In his tweet, the former prosecutor spoke of corruption under the Obama administration and a “massive pay-for-play scheme” he had discovered. Giuliani then stressed he wasn’t about to be intimidated.

That closer resonated because the press and Democrats have been trying to intimidate Giuliani by casting him as a co-conspirator with Trump (and Nunes) in a plot to improperly obtain dirt on the Bidens. But if the most recent accusations against Nunes prove bogus—as the first set of ethics charges did—why should we credit a similar attack against Giuliani?

The answer is we shouldn’t. Rather, we should see the pattern underlying the attacks pushed by the media to Democrats’ benefit. That pattern is simple: taint Republicans investigating matters that threaten the left, either forcing them out of their leadership positions or using the manufactured scandal to breed public distrust in their conclusions.

We saw this when Barack Obama warned President-elect Trump about Michael Flynn, and later an FBI set-up led to his eventual firing by Trump. Next came Jeff Sessions, who recused from the Russia collusion probe based on a supposed conflict-of-interest, allowing for the appointment of a special counsel.

Then, after William Barr began poking the swamp creatures, you saw the so-called whistleblower’s attempt to connect the attorney general to the accusations made against Trump concerning a supposed quid pro quo offer to Ukraine. Following this revelation, calls came for Barr’s recusal, but unlike his predecessor, Barr refused to step down based on a manufactured conflict.
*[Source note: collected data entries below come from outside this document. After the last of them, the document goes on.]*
PR #13, opened 2022-06-11
feat(messaging): support sending and receiving files

ipainchaud:
This PR adds a simple File Sharing capability. It is not complete though as PR15 adds the capability to send message and files prior to a call.

PR #15, opened 2022-06-30
feat: start call with message and file

ipainchaud:
Here I have separated the Messaging from WebRTC's room as they are not related. This makes it much easier to send message before calling.

### DIFF
--- a/lib/src/messaging_client.dart
+++ b/lib/src/messaging_client.dart
@@ -48,7 +48,7 @@ class MessagingClientPubNub implements MessagingClient {
         // from Platform when logging in so: 1) we don't have to provide them to partners; and 2) they can be rotated.
         publishKey: messagingKeys.sendKey,
         subscribeKey: messagingKeys.receiveKey,
-        uuid: pn.UUID(session.userId.toString()),
+        userId: pn.UserId(session.userId.toString()),
       ),
     )
   {
--- a/lib/src/messaging_client.dart
+++ b/lib/src/messaging_client.dart
@@ -18,6 +18,8 @@ abstract class MessagingClient {
   /// If the application does not support messaging, this will throw an exception.
   Stream<Message> get messageStream;
 
+  Future<void> sendStart();
+
   /// Sends the provided message to the Agent.
   ///
   /// If the application does not support messaging, this will throw an exception.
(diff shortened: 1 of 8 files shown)


lib/src/messaging_client.dart
```diff
@@ -0,0 +1,159 @@
...
+abstract class MessagingClient {
+  /// The ID of the service request.
+  set serviceRequestId(int id);
+
+  /// A broadcast stream of messages sent and received.
+  ///
+  /// If the application does not support messaging, this will throw an exception.
+  Stream<Message> get messageStream;
+
+  Future<void> sendStart();
```
ipainchaud, line 21: I forgot to add a comment here... will do! This function, it turns out, is essential for fixing the issue where messages from previous call sneaks into later calls. It is only used by this sdk though and I would like to hide this function from the API. I left this function here for now as I didn't want to delay implementation of the feature.

lib/src/platform_client.dart
```diff
@@ -186,13 +191,52 @@ class PlatformClient {
...
+        List<Future<SentFileInfo>> futureFileInfo = fileMap.entries.map((e) =>
+            messagingClient!.sendFile(e.key, e.value)).toList(growable: false);
+        List<SentFileInfo> fileInfoList = await Future.wait(futureFileInfo);
+
+        List<String> fileIds = fileInfoList.map((fi) => fi.id).toList(growable: false);
+        return fileIds;
+      }
+    } else if (null != text && text.isNotEmpty){
+      await messagingClient!.sendMessage(text);
+    }
```
ipainchaud, line 238: The idea of separating messages this way is to make it easier to manage later into the history. If we have many files, we should be able to delete any of those separately (hence separating them from the message). If we have only one file to send and it is accompanied by a file, I keep them together as the user will most likely want to delete them both if he ever wants to delete them.

lib/src/room.dart
```diff
@@ -60,15 +66,9 @@ abstract class Room implements Listenable {
   /// Sends the provided message to the Agent.
   ///
   /// If the application does not support messaging, this will throw an exception.
+  @Deprecated('This function was moved into [MessagingClient].')
   Future<void> sendMessage(String text);
```
ipainchaud, line 70: I kept this function here as a Deprecated function because this would be a breaking change on the version which were distributed until now.

vsomayaji (approved):
It's a bit difficult to review these changes independently of #13, so I think we should merge this and review the changes together.

PR #20, opened 2022-08-02
feat: add device ID and model to service request context

vsomayaji:
This adds the device ID and model to the service request `context` for requests made from iOS and Android.

On my iPhone Xs, the `model` is the generic string "iPhone", which isn't very helpful. However, at this time, we aren't making any decisions based on the specific iPhone model.

### DIFF
--- a/lib/src/platform_client.dart
+++ b/lib/src/platform_client.dart
@@ -484,6 +484,8 @@ class PlatformClient {
       };
     } else {
       return {
+        'id': await _deviceId,
+        'model': (await DeviceInfoPlugin().deviceInfo).toMap()['model'],
         'platform': Platform.operatingSystem.toString().split('.').last,
         'platformVersion': Platform.operatingSystemVersion,
       };


ipainchaud (commented):
Would it be helpful to also provide something for WEB. Doesn't need to be something specific to the computer, but the browser could be nice...

vsomayaji:
> Would it be helpful to also provide something for WEB. Doesn't need to be something specific to the computer, but the browser could be nice...

We already get this for web:
```json
{
  "app": {
    "version": "1.0.0+1"
  },
  "device": {
    "platform": "chrome",
    "platformVersion": "5.0 (Macintosh; Intel Mac OS X 10_15_7) AppleWebKit/537.36 (KHTML, like Gecko) Chrome/103.0.5060.134 Safari/537.36"
  },
  "intent": "NONE",
  "permissions": {
    "location": true
  }
}
```

I couldn't think of a value for `id` or `model` that isn't already in there. 🤷🏾

ipainchaud (approved):

ipainchaud:
"facepalm" I had not read the platform param.. good! thanks!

Given this now-obvious modus operandi, the public should be guarded when confronted with blockbuster exclusives that seemingly discredit the conservatives leading the charge against Spygate—both the original involving Russia and the latest involving its neighbor to the west. And it shouldn’t be long now until we learn whether such a cautious approach to the accusations against Nunes proved wise.